__The task__
Every entry is to be written out word for word.

__Material provided__
PR #967, opened 2023-12-02
README.md multimodal params fix

zocainViken:
multi modal params fix: add logits = True -> to make llava work


abetlen:
@zocainViken thank you!

PR #991, opened 2023-12-09
Replace logits_to_logprobs implementation with numpy equivalent to llama.cpp

player1537:
See #990. This change makes the logits_to_logprobs function equivalent to the version in the llama.cpp repository. It uses numpy so it's much faster than the previous version.

*Edit:* I should add that I'm not 100% confident in this change. I'd appreciate if someone else could test this themselves too.


abetlen:
@player1537 perfect, thank you very much!

PR #994, opened 2023-12-11
Add support for running the server with SSL

rgerganov:


abetlen:
@rgerganov thank you very much!

PR #1002, opened 2023-12-12
Fix logits_to_logprobs for 2-D and 3-D logits

kddubey:
The [implementation in main](https://github.com/abetlen/llama-cpp-python/blob/8e44a32075de4aba2fc9877d4a2a34a0e7314c0d/llama_cpp/llama.py#L2282-L2290) (from [this PR](https://github.com/abetlen/llama-cpp-python/pull/991)) only works for 1-D logits. It silently fails for 2-D or 3-D logits. The implementation in this PR works out-of-the-box for 1-D, 2-D, and 3-D logits. (3-D is possible in the future w/ batch inference and `logits_all=True`.) This feature might be useful b/c there are [some](https://github.com/abetlen/llama-cpp-python/blob/8e44a32075de4aba2fc9877d4a2a34a0e7314c0d/llama_cpp/llama.py#L1785-L1787) places in the code where we can save time by vectorizing / not converting data to lists. I'll do that in a future PR.

The minimal and sufficient fix is to set `axis=-1` in the `np.max` call, and set `keepdims=True` in the `np.sum` call. I decided to instead go with a more robust implementation. It's almost copy-pasted from [`scipy.special.log_softmax`](https://docs.scipy.org/doc/scipy/reference/generated/scipy.special.log_softmax.html). I decided against adding `scipy` as a required dependency b/c it's not lightweight—the latest version is ~37 MB.

### Script

1. Install the new test dependency, `scipy`, which contains a correct implementation

   ```bash
   python -m pip install scipy
   ```

2. Checkout main

   ```bash
   git checkout main
   ```

3. Run this script in main to verify that the current implementation is silently wrong for 2-D logits

   ```python
   from __future__ import annotations
   
   import numpy as np
   from scipy.special import log_softmax
   
   from llama_cpp import Llama
   
   atol = 1e-3  # intentionally set to be loose when testing the impl in main
   size = (2, 3)
   logits: list = (
       (-np.random.uniform(low=0, high=60, size=size)).astype(np.single).tolist()
   )
   
   logprobs = Llama.logits_to_logprobs(logits)
   logprobs_correct = log_softmax(logits, axis=-1)
   assert np.allclose(logprobs, logprobs_correct, atol=atol)
   
   ```

4. Checkout this branch

   ```bash
   git checkout kddubey/fix-logits-to-logprobs
   ```

5. Run the same script with `atol=1e-6`. No error should be raised.

### New unit tests

```
pytest tests/test_llama.py -k test_logits_to_logprobs
```

### DIFF
--- a/pyproject.toml
+++ b/pyproject.toml
@@ -33,11 +33,12 @@ server = [
     "fastapi>=0.100.0",
     "pydantic-settings>=2.0.1",
     "sse-starlette>=1.6.1",
-    "starlette-context>=0.3.6,<0.4"
+    "starlette-context>=0.3.6,<0.4",
 ]
 test = [
     "pytest>=7.4.0",
     "httpx>=0.24.1",
+    "scipy>=1.10",
 ]
 dev = [
     "black>=23.3.0",
--- a/llama_cpp/llama.py
+++ b/llama_cpp/llama.py
@@ -2289,7 +2289,7 @@ class Llama:
             logits_maxs[~np.isfinite(logits_maxs)] = 0
         elif not np.isfinite(logits_maxs):
             logits_maxs = 0
-        subtract_maxs = logits - logits_maxs
+        subtract_maxs = np.subtract(logits, logits_maxs, dtype=np.single)
         exp = np.exp(subtract_maxs)
         # Suppress warnings about log of zero
         with np.errstate(divide='ignore'):
--- a/llama_cpp/llama.py
+++ b/llama_cpp/llama.py
@@ -771,7 +771,7 @@ class Llama:
         **kwargs,  # type: ignore
     ):
         """Load a llama.cpp model from `model_path`.
-    
+
         Examples:
             Basic usage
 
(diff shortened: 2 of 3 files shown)


pyproject.toml
```diff
@@ -33,11 +33,12 @@ server = [
     "fastapi>=0.100.0",
     "pydantic-settings>=2.0.1",
     "sse-starlette>=1.6.1",
-    "starlette-context>=0.3.6,<0.4"
+    "starlette-context>=0.3.6,<0.4",
 ]
 test = [
     "pytest>=7.4.0",
     "httpx>=0.24.1",
+    "scipy>=1.10",
```
kddubey, line 41: This is the oldest version compatible with [`numpy>=1.20.0`](https://github.com/abetlen/llama-cpp-python/blob/8e44a32075de4aba2fc9877d4a2a34a0e7314c0d/pyproject.toml#L16)

source: https://docs.scipy.org/doc/scipy/dev/toolchain.html#numpy

abetlen:
@kddubey thank you, yes that's a good idea wrt vectorizing the logits -> logprobs calculation

PR #1011, opened 2023-12-14
Implement GGUF metadata KV overrides

### LINKED ISSUE #1084: Add KV overrides support to `Llama` class and server

phiharri:
Quick implementation of KV overrides which accepts strings in llama.cpp `--kv_overrides KEY=TYPE:VALUE ..` format. For example `llama.expert_used_count=int:3`  Multiple overrides may be space separated.

Not that familiar with ctypes or the preferred types to use here.

Closes #1084


abetlen:
Hey @phiharri thanks for the contribution, I have a few changes to make but the overall api seems correct. I think the kv overrides argument to the `Llama` class should just be a dictionary and the types should be based on the python types but the string based approach for the cli args looks good.

abetlen:
Looks good now, @phiharri thank you for the contribution!

PR #1012, opened 2023-12-14
Avoid "LookupError: unknown encoding: ascii" when open() called in a …

yieldthought:
…destructor

The existing code often causes "LookupError: unknown encoding: ascii" when open() called in a destructor. Saving open in self.open is not enough to avoid this. Instead, we can avoid reopening /dev/null every time by doing it once when the module is loaded.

__Exercise response__
PR #967, opened 2023-12-02
README.md multimodal params fix

zocainViken:
multi modal params fix: add logits = True -> to make llava work


abetlen:
@zocainViken thank you!

PR #991, opened 2023-12-09
Replace logits_to_logprobs implementation with numpy equivalent to llama.cpp

player1537:
See #990. This change makes the logits_to_logprobs function equivalent to the version in the llama.cpp repository. It uses numpy so it's much faster than the previous version.

*Edit:* I should add that I'm not 100% confident in this change. I'd appreciate if someone else could test this themselves too.


abetlen:
@player1537 perfect, thank you very much!

PR #994, opened 2023-12-11
Add support for running the server with SSL

rgerganov:


abetlen:
@rgerganov thank you very much!

PR #1002, opened 2023-12-12
Fix logits_to_logprobs for 2-D and 3-D logits

kddubey:
The [implementation in main](https://github.com/abetlen/llama-cpp-python/blob/8e44a32075de4aba2fc9877d4a2a34a0e7314c0d/llama_cpp/llama.py#L2282-L2290) (from [this PR](https://github.com/abetlen/llama-cpp-python/pull/991)) only works for 1-D logits. It silently fails for 2-D or 3-D logits. The implementation in this PR works out-of-the-box for 1-D, 2-D, and 3-D logits. (3-D is possible in the future w/ batch inference and `logits_all=True`.) This feature might be useful b/c there are [some](https://github.com/abetlen/llama-cpp-python/blob/8e44a32075de4aba2fc9877d4a2a34a0e7314c0d/llama_cpp/llama.py#L1785-L1787) places in the code where we can save time by vectorizing / not converting data to lists. I'll do that in a future PR.

The minimal and sufficient fix is to set `axis=-1` in the `np.max` call, and set `keepdims=True` in the `np.sum` call. I decided to instead go with a more robust implementation. It's almost copy-pasted from [`scipy.special.log_softmax`](https://docs.scipy.org/doc/scipy/reference/generated/scipy.special.log_softmax.html). I decided against adding `scipy` as a required dependency b/c it's not lightweight—the latest version is ~37 MB.

### Script

1. Install the new test dependency, `scipy`, which contains a correct implementation

   ```bash
   python -m pip install scipy
   ```

2. Checkout main

   ```bash
   git checkout main
   ```

3. Run this script in main to verify that the current implementation is silently wrong for 2-D logits

   ```python
   from __future__ import annotations
   
   import numpy as np
   from scipy.special import log_softmax
   
   from llama_cpp import Llama
   
   atol = 1e-3  # intentionally set to be loose when testing the impl in main
   size = (2, 3)
   logits: list = (
       (-np.random.uniform(low=0, high=60, size=size)).astype(np.single).tolist()
   )
   
   logprobs = Llama.logits_to_logprobs(logits)
   logprobs_correct = log_softmax(logits, axis=-1)
   assert np.allclose(logprobs, logprobs_correct, atol=atol)
   
   ```

4. Checkout this branch

   ```bash
   git checkout kddubey/fix-logits-to-logprobs
   ```

5. Run the same script with `atol=1e-6`. No error should be raised.

### New unit tests

```
pytest tests/test_llama.py -k test_logits_to_logprobs
```

### DIFF
--- a/pyproject.toml
+++ b/pyproject.toml
@@ -33,11 +33,12 @@ server = [
     "fastapi>=0.100.0",
     "pydantic-settings>=2.0.1",
     "sse-starlette>=1.6.1",
-    "starlette-context>=0.3.6,<0.4"
+    "starlette-context>=0.3.6,<0.4",
 ]
 test = [
     "pytest>=7.4.0",
     "httpx>=0.24.1",
+    "scipy>=1.10",
 ]
 dev = [
     "black>=23.3.0",
--- a/llama_cpp/llama.py
+++ b/llama_cpp/llama.py
@@ -2289,7 +2289,7 @@ class Llama:
             logits_maxs[~np.isfinite(logits_maxs)] = 0
         elif not np.isfinite(logits_maxs):
             logits_maxs = 0
-        subtract_maxs = logits - logits_maxs
+        subtract_maxs = np.subtract(logits, logits_maxs, dtype=np.single)
         exp = np.exp(subtract_maxs)
         # Suppress warnings about log of zero
         with np.errstate(divide='ignore'):
--- a/llama_cpp/llama.py
+++ b/llama_cpp/llama.py
@@ -771,7 +771,7 @@ class Llama:
         **kwargs,  # type: ignore
     ):
         """Load a llama.cpp model from `model_path`.
-    
+
         Examples:
             Basic usage
 
(diff shortened: 2 of 3 files shown)


pyproject.toml
```diff
@@ -33,11 +33,12 @@ server = [
     "fastapi>=0.100.0",
     "pydantic-settings>=2.0.1",
     "sse-starlette>=1.6.1",
-    "starlette-context>=0.3.6,<0.4"
+    "starlette-context>=0.3.6,<0.4",
 ]
 test = [
     "pytest>=7.4.0",
     "httpx>=0.24.1",
+    "scipy>=1.10",
```
kddubey, line 41: This is the oldest version compatible with [`numpy>=1.20.0`](https://github.com/abetlen/llama-cpp-python/blob/8e44a32075de4aba2fc9877d4a2a34a0e7314c0d/pyproject.toml#L16)

source: https://docs.scipy.org/doc/scipy/dev/toolchain.html#numpy

abetlen:
@kddubey thank you, yes that's a good idea wrt vectorizing the logits -> logprobs calculation

PR #1011, opened 2023-12-14
Implement GGUF metadata KV overrides

### LINKED ISSUE #1084: Add KV overrides support to `Llama` class and server

phiharri:
Quick implementation of KV overrides which accepts strings in llama.cpp `--kv_overrides KEY=TYPE:VALUE ..` format. For example `llama.expert_used_count=int:3`  Multiple overrides may be space separated.

Not that familiar with ctypes or the preferred types to use here.

Closes #1084


abetlen:
Hey @phiharri thanks for the contribution, I have a few changes to make but the overall api seems correct. I think the kv overrides argument to the `Llama` class should just be a dictionary and the types should be based on the python types but the string based approach for the cli args looks good.

abetlen:
Looks good now, @phiharri thank you for the contribution!

PR #1012, opened 2023-12-14
Avoid "LookupError: unknown encoding: ascii" when open() called in a …

yieldthought:
…destructor

The existing code often causes "LookupError: unknown encoding: ascii" when open() called in a destructor. Saving open in self.open is not enough to avoid this. Instead, we can avoid reopening /dev/null every time by doing it once when the module is loaded.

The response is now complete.